I built nearly zero personal projects for over a decade. All my energy went into work, and whatever was left went into surviving the rest of the day. The few side projects I did have were always for other people - organizing a Steam sale event for local game devs, building a tool to manage it. Nothing just for me.

Then in the last few months, I shipped a blog engine, a procedural music generator, games, and a bunch of tools. Not because I became more disciplined. Because I finally noticed what actually gets me to build things.

Pain

The first pattern I recognized: when something annoys me enough, it gets built. No planning, no decision to start. The annoyance just hits a point where I'm already building before I've consciously decided to.

Sometimes it's a slow burn - weeks of friction piling up until one night it snaps and I'm deep in code at 2am. Sometimes it's instant - something breaks and I'm fixing it within minutes. The threshold varies, but the mechanism is the same: I don't need motivation because the pain is doing that job for me.
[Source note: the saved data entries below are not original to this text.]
PR #880, opened 2021-03-19
GitHub Landing Page updates

dpogue:
Preview: https://dpogue.github.io/Plasma

Expands the GitHub landing page for the project to include information about downloading builds from CI runs, how to compile Plasma with the newer vcpkg build system, how to run Plasma builds locally, and how to get involved.

This is intended to be the canonical instruction guide for building and running Plasma, rather than having poorly maintained information scattered across GitHub readme files, GoW and OpenUru wikis, and IRC logs.


building.html
```diff
@@ -0,0 +1,193 @@
...
+
+            <dt>32-bit Release:</dt>
+            <dd><tt>out\install\x86-Release\client</tt></dd>
+
+            <dt>64-bit Debug:</dt>
+            <dd><tt>out\install\x64-Debug\client</tt></dd>
+
+            <dt>64-bit Release:</dt>
+            <dd><tt>out\install\x64-Release\client</tt></dd>
+          </dl>
```
Hoikas, line 145: I think this section needs more detail. When I initially saw it, my reaction was: "wait, what are we talking about?" There's no mention of arch or build types before now by default.

building.html
```diff
@@ -0,0 +1,193 @@
...
+        <li>
+          <p>Launch Visual Studio.</p>
+        </li>
+
+        <li>
+          <p>Select <strong>Open a local folder</strong> and choose the folder where you cloned the repository.</p>
+        </li>
+
+        <li>
+          <p>Compile the project by using <strong>Build &gt; Install Plasma</strong>. All required dependencies will automatically be downloaded from vcpkg as part of the build process.</p>
```
Hoikas, line 93: This will build a debug client.

building.html
```diff
@@ -0,0 +1,193 @@
...
+          <li><a href="https://www.opus-codec.org/">Opus</a> (for video and voice chat)</li>
+          <li><a href="https://www.speex.org/downloads/">Speex</a> (for legacy voice chat)</li>
+          <li>Autodesk 3ds Max 7 (non-free SDK; for 3ds Max plugin)</li>
+        </ul>
+      </details>
+
+
+      <h3 id="building-windows">Building on Windows</h3>
+
+      <p>Compiling on Windows requires Visual Studio and the Windows SDK. We recommend <a href="https://visualstudio.microsoft.com/downloads/">Visual Studio 2019 Community Edition</a>, which is available as a free download. During the installation of Visual Studio, the Windows SDK can be installed by selecting the “Desktop development with C++” workload.</p>
```
Hoikas, line 72: This is a little wordy and overly specific IMO. The goal is to get a working Windows C++ compiler, so I think it should just say 'install the "desktop development with C++" workload". I'm not certain the wording in the suggestion is perfect, though.

```suggestion
      <p>Compiling on Windows requires Visual Studio. We recommend <a href="https://visualstudio.microsoft.com/downloads/">Visual Studio 2019 Community Edition</a>, which is available as a free download. Install the “Desktop development with C++” workload.</p>
```

building.html
dpogue: Is that what we want the default to be? Can we change the default by attempting to set a default `CMAKE_BUILD_TYPE`?

building.html
dpogue: I don't know how to tell people where to find the files when the output folder varies, without also mentioning the fact that it varies 😛

style.css
```diff
@@ -26,23 +46,38 @@ body {
 
 a {
     color: inherit;
-    text-shadow: 0 1px 2px white;
+    font-weight: 400;
+}
+
+b, strong {
+    /* Firefox uses "bolder" be default, which is... not bold enough */
```
Deledrius, line 53: Typo. ;)

style.css
```diff
@@ -26,23 +46,38 @@ body {
...
-    text-shadow: 0 1px 2px #2f2f2e;
     text-align: center;
     margin: 0;
     margin-bottom: 0.25rem;
     padding-top: 1.25rem;
 }
 
 h2 {
-    font-family: 'Cinzel', monospace;
+    font-family: 'Charter', 'XCharter', 'Bitstream Charter', serif;
```
Deledrius, line 69: Charter isn't being imported.

style.css
```diff
@@ -4,18 +4,38 @@
...
+
+
 body {
-    background: #37372f; /*#5c5c5c;*/
+    background: #37372f;
+    background: var(--page-background);
     padding: 0;
     margin: 0 auto;
-    font-family: 'Roboto', sans-serif;
+    font-family: 'Roboto', system-ui, sans-serif;
```
Deledrius, line 38: Roboto is no longer being imported.

Deledrius (approved):

style.css
dpogue: Charter is considered a web-safe font because it ships with Windows, macOS, and iOS. XCharter seems to be another common name for it when installed on Linux systems.

Source: https://iainbean.com/posts/2021/system-fonts-dont-have-to-be-ugly/#Charter

style.css
dpogue: This will try to use Roboto if it's installed, falling back to the standard system sans-serif UI font (Segoe UI on Windows, San Francisco on macOS and iOS, Roboto on Android), and finally falling back to the default sans-serif browser font on other browsers (typically Arial).

This might result in minor font differences between browsers and operating systems, but it should be better for performance because it doesn't require loading additional fonts from another server.

style.css
Deledrius: Weird.  I suspected that was the intent so I checked my freshly-installed system and found no font by this name...

style.css
Deledrius: I'm aware of the fallback system, but I don't see why we can't retain the import for a freely-available font and ensure it's available if we're explicitly intending to use it.  What does system-ui and sans-serif default to on Android?

dpogue: `system-ui` and `sans-serif` should both be Roboto on Android. `sans-serif` will be Droid Sans on older versions of Android (pre 6.0 I think?)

I built this blog's engine because I wanted to write and every existing option felt wrong. At work, when something breaks badly enough, it gets fixed that night - no willpower required.1

I called this "pain-driven development" for a while. Pain provides activation energy. That felt like the whole story.

Play

Then I accidentally built a procedural music generator over three sleepless nights because I asked "how insane can I make this?" I'm still expanding it with new genres and planning to use it for game audio. Nobody asked me to. Nothing was broken.

I started making small games because one evening I looked at something silly I'd made and thought "wait, I can make games out of this?" Now I have dozens of ideas and I keep coming back to it.

The feeling is different from pain. It starts with curiosity - "I wonder if…" or "what if…" - and then I can't stop pulling the thread. I lose track of time not because I'm frustrated but because I'm having fun. 3am doesn't feel like 3am. And there's something about it being mine - not work, not obligation, just something I chose to make exist - that keeps the energy going.

The actual pattern

Both pain and play work as activation energy. What doesn't work is trying to manufacture it. "This would be useful someday." "I should really build that." Obligation without energy behind it. Those don't go anywhere.

I have ADHD2. Executive dysfunction means the gap between "I should do this" and actually doing it can be infinite - unless something else closes it for me. Pain closes it. Play closes it. Deciding to be motivated doesn't.

The pattern isn't pain-driven development. It's that I don't decide to build and then find motivation. I notice energy that's already there - whether it hurts or it's fun - and ride it. The decision comes after the energy, not before.

A decade of nothing, and then a few months of shipping more than I ever have. The difference wasn't trying harder. It was stopping pretending I could force it.3

Footnotes

  1. This post is specifically about personal projects, but the same pattern works at my day job too. Pain-driven fixes are fast. Assigned infrastructure work I don't care about… isn't.

  2. Untreated, by the way. Not by choice. That's a different post.

  3. Experimentation being cheaper now helps too. More on that eventually.